To see this, take a vertex from the graph. Consider the subsets \( V_r \) and \( V_b \) of vertices connected to this vertex by red and blue edges, respectively. Then \( |V_r| + |V_b| = R(m-1,n)+R(m,n-1)-1 \), so either \( |V_r| \ge R(m-1,n) \) or \( |V_b| \ge R(m,n-1) \). In the former case, \( V_r \) contains either a blue clique on \( n \) vertices, in which case we are done, or a red clique on \( m-1 \) vertices; but putting that clique together with the original vertex produces a red clique on \( m \) vertices. The latter case is similar.
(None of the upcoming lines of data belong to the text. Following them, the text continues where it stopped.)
PR #1378, opened 2026-08-07
feat(cli): warn when a task declares no summary, and document every built-in

jeffpignataro:
Follow-up to #1377. A task declared without a `summary` renders as `"<kind> task defined in <file>"` in `aspect --help` — the level at which a reader chooses a task at all — so an undocumented task is effectively invisible. #1377 fixed the five built-ins that showed that placeholder; this makes the rule stick.

`summary` is slated to become a required argument to `task()`. Making it required today would be a hard break: any customer task lacking one would fail to *load*, so the CLI would refuse to start in that repo, with no migration window. This is the deprecation warning ahead of that, plus the cleanup that makes the warning credible.

**Warning.** `Cmd::build` now warns per task lacking a summary, naming the kind and the defining file:

```
WARNING: task "deploy" in .aspect/deploy.axl has no summary, so it shows as
"deploy task defined in .aspect/deploy.axl" in `aspect --help`. Add
summary = "…" to task(...) — this becomes an error in a future release.
```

So the proof is complete by induction. \( \square \)

So the proof gives an inequality \[ R(m,n) \le R(m-1,n) + R(m,n-1). \] Note that this immediately shows \( R(3,3) \le R(3,2) + R(2,3) = 3+3 = 6 \). The proof of the theorem is in fact a generalization of the proof that \( R(3,3) = 6 \).

The computation of \( R(m,n) \) is a very difficult problem in general, even for small \( m\) and \( n \). The inequality for \( R(m,n) \) looks a bit like Pascal's identity, and in fact an easy induction using Pascal's identity shows that \[ R(m,n) \le \binom{m+n-2}{m-1}. \] Exact values of \( R(m,n) \) for \(3 \le m \le n \) are only known for \( (m,n) = (3,3),(3,4),\ldots,(3,9),(4,4),(4,5)\). Current research shows only that \( 43 \le R(5,5) \le 49\), for example.

Better upper bounds are hard to come by, since in the absence of an elegant logical argument they require an enumeration of all possible colorings of \( K_n \) and a demonstration that every coloring gives a monochromatic clique of the right size. Lower bounds only require one specific coloring that does not admit such a clique (e.g. the one for \(R(3,3) \ge 6 \) given in the introduction).